### WORK INSTRUCTIONS
Your answer is every line of the material below in which the string "endgame" occurs.

== RECORDS FOR THE TASK ==

PR #688, opened 2026-07-22
chore(harness): repoint dead in-flight doc refs + refresh mix.lock

merklebonsai:
## What

Two small, self-contained fixes pulled off `merge/harness-endgame`:

- `lib/mix/tasks/t0.ringb.ex`: fixes a stale moduledoc reference — `docs/proposals/in-flight/t0-runbook.md` was moved to `docs/proposals/t0-runbook.md`, but the comment still pointed at the old in-flight path.
- `mix.exs`: drops a dead pointer to `docs/proposals/in-flight/shiki-elixir-analysis.md` in the `makeup_syntect` dep comment — that doc no longer exists at that path on master.
- `mix.lock`: refreshed after `mix deps.get` (picked up an unrelated transitive `ex_ast` patch bump, 0.12.10 -> 0.13.0).

No behavior change; both source hunks are comment-only. Everything else considered from the candidate list (`priv/fate/golden.refs`, `lib/raxol/navigation/vim.ex`, `lib/mix/tasks/raxol.mutation.ex`) was deliberately excluded — those belong to other slices of the merge campaign.

## Why standalone

Neither hunk depends on any later-wave feature: they're dead-reference cleanups that are correct regardless of what else lands from `harness-endgame`. Bringing them over now removes stale doc pointers without carrying any wave-2+ dependency risk, and keeps `mix.lock` from drifting further from what `mix deps.get` would actually produce in CI (CI compiles without `deps.get`, so a stale lock would go red at merge time).

## Verification

- `MIX_ENV=test mix compile --warnings-as-errors` — clean (one pre-existing warning from the vendored `uuid` dep, unrelated).
- `MIX_ENV=test mix test test/mix` — 29 passed.
- `MIX_ENV=test mix test test/harness/ringb_resolver_test.exs` — 0 run (all `ring_b: true`-tagged, excluded by default config), confirming no functional coupling to the doc-only `t0.ringb.ex` change.

**mix.lock note:** the `ex_ast` 0.12.10 → 0.13.0 line is an intentional lock refresh — transitive dep, within its parent constraint, and exactly the resolution `mix deps.get` produces today; CI compiles with no deps.get, so the committed lock must match it. Compile + tests green on this lock.


DROOdotFOO:

## Adversarial review — PR #688 (`harness-infra`)

Chore PR: repoints two dead `docs/proposals/in-flight/*` doc references (now-removed paths) in `t0.ringb.ex` and `mix.exs`, and refreshes `mix.lock`. The doc-ref repointing is correct and harmless. One thing to confirm before merge:

### LOW

**LOW** [New Hire] `mix.lock` — this "chore(harness): repoint dead doc refs" PR also silently bumps a dependency: `ex_ast 0.12.10 → 0.13.0` (a minor-version bump, not just a hash refresh). A dependency version change shouldn't ride inside a doc-reference chore — it's invisible in the PR title and skips the scrutiny a deliberate dep bump gets. Per this repo's own mix.lock-drift CI guard history, lock changes are load-bearing. Please either (a) split the `ex_ast` bump into its own commit/PR with a one-line rationale and a green compile+test run, or (b) confirm it's an intended, compatible bump and call it out in the PR body. Everything else here is clean.

**Verdict: CLEAN** (merge after confirming the `ex_ast` bump is intentional and compatible).

merklebonsai:
Re the LOW: confirming (b) — the `ex_ast` 0.12.10 → 0.13.0 bump is an intentional lock refresh, not an accidental rider. `ex_ast` is a transitive dep (no root `mix.exs` entry), the bump stays within its parent's constraint, and it is the current resolution `mix deps.get` produces from a clean tree — CI's no-deps.get Compilation Check requires the committed lock to match exactly that resolution, which is why every campaign PR carries the same one-line refresh (this repo's stale-lock CI failures in wave 1 are the history you're referencing). Compile + full test suite ran green on this lock here and on the sibling wave-2 PRs. Added the rationale to the PR body as requested.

===

### RESULT OF THE EXERCISE
Two small, self-contained fixes pulled off `merge/harness-endgame`:
Neither hunk depends on any later-wave feature: they're dead-reference cleanups that are correct regardless of what else lands from `harness-endgame`. Bringing them over now removes stale doc pointers without carrying any wave-2+ dependency risk, and keeps `mix.lock` from drifting further from what `mix deps.get` would actually produce in CI (CI compiles without `deps.get`, so a stale lock would go red at merge time).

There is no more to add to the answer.